1) The College Textbook Bubble Is Out Of Control by Sam Ro @ Money Game
Here's the insane chart:




Woj’s Thoughts - Why are textbooks so expensive today? We all know that student loans are rising exponentially to pay for tuition. Is it possible those loans are also subsidizing textbook sales? It’s doubtful that quality has increased that dramatically in the past 40 years and production costs are certainly lower. I suspect there is some institutional arrangement creating the surge higher, but unsure of specifically what that might be. Any suggestions?

2) The Folly of Obsessing over Marginal Tax Rates, by Garett Jones @ EconLog

It's often wise to pay more attention to marginal tax rates than to average tax rates.  If you can make your first $100 tax free but the 101st dollar is taxed at a marginal rate of 99% you'll probably decide to earn $100 at most.  
But what is marginal?  When it comes to career choices or the state you'll live in or whether to have an extra child the marginal decision is very big, and a rational person will base that decision mostly on the average long run costs and benefits.  In cases like this, the official marginal tax rate won't matter nearly as much as the long run average tax rate.
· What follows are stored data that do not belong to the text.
Issue #13178, opened 2023-05-30
Clicking links in Terminal doesn't automatically open them in browser


etiennebacher:
### System details

    RStudio Edition : Desktop
    RStudio Version : 2023.03.1 build 446
    OS Version      : Windows 10 x64 (build 19044)
    R Version       : 4.3.0

### Steps to reproduce the problem

* Open a terminal (Tools / Terminal / New Terminal)
* Do something like `echo "https://rstudio.com"`
* Click on the link in the terminal 

### Describe the problem in detail

I think this is similar to #6621. When I click on the link in the terminal, it doesn't open it automatically in the browser. Instead it opens a small Windows 10 window "You'll need a new app to open this about link" and it only proposes me to go on the Microsoft Store, which is unexpected since Firefox and Chrome are installed on my laptop. 

I checked in "Tools > Global options > Clickable web links" but it is already ticked.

3) A Free-Market Monetary System by Friedrich A. Hayek @ Ludwig von Mises Institute
I think it is very urgent that it become rapidly understood that there is no justification in history for the existing position of a government monopoly of issuing money. It has never been proposed on the ground that government will give us better money than anybody else could. It has always, since the privilege of issuing money was first explicitly represented as a Royal prerogative, been advocated because the power to issue money was essential for the finance of the government-not in order to give us good money, but in order to give to government access to the tap where it can draw the money it needs by manufacturing it. That, ladies and gentlemen, is not a method by which we can hope ever to get good money. To put it into the hands of an institution which is protected against competition, which can force us to accept the money, which is subject to incessant political pressure, such an authority will not ever again give us good money.
Woj’s Thoughts - Warren Mosler has often suggested researching the “Currency as a Public Monopoly” for my dissertation. While I’m not entirely sold on that project, at least yet, I was bit surprised to find this speech by Hayek discussing his own research on “a government monopoly of issuing money.” Although Mosler and Hayek almost certainly hold different views about the benefits and costs of such a monopoly, the potential of researching both perspectives piqued my interest. Maybe I will do some preliminary research on the subject and see where it leads.

6 comments:

  1. Hi Woj, as always I really enjoy your posts, it is one of the feed items I most look forward to.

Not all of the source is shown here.